[Start of Attachment]

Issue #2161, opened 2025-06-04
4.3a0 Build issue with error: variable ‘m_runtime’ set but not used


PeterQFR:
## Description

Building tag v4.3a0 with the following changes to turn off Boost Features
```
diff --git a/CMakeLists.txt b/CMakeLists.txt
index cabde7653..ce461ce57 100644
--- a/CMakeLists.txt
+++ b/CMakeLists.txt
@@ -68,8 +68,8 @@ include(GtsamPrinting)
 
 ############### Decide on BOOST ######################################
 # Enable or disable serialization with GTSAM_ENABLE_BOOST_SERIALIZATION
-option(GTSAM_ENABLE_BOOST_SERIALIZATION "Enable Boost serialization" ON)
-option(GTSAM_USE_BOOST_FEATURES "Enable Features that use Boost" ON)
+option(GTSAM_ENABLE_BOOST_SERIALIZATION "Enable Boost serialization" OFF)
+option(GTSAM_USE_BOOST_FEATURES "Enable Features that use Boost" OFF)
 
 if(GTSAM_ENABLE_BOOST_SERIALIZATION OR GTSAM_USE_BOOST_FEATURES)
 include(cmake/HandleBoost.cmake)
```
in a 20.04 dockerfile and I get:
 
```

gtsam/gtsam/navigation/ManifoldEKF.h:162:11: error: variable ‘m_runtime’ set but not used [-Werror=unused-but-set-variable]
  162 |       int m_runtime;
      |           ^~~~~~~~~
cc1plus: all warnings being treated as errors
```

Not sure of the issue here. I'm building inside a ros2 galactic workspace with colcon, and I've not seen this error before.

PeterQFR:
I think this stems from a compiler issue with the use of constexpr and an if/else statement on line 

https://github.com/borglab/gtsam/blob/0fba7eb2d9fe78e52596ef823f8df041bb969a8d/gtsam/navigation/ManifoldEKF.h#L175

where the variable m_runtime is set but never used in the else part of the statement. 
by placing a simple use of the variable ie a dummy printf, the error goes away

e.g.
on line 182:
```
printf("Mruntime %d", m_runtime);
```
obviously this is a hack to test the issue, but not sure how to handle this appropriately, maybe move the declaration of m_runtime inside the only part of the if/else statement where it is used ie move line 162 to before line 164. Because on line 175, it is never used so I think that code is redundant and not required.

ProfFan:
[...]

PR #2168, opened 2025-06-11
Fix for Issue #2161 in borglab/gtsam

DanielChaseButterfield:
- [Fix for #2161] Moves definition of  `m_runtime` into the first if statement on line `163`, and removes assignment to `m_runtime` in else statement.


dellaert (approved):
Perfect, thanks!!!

[End of Attachment]

> Your assignment
What lines above contain the word "variable"? Please copy each one.

> Expected output
4.3a0 Build issue with error: variable ‘m_runtime’ set but not used
gtsam/gtsam/navigation/ManifoldEKF.h:162:11: error: variable ‘m_runtime’ set but not used [-Werror=unused-but-set-variable]
where the variable m_runtime is set but never used in the else part of the statement. 
by placing a simple use of the variable ie a dummy printf, the error goes away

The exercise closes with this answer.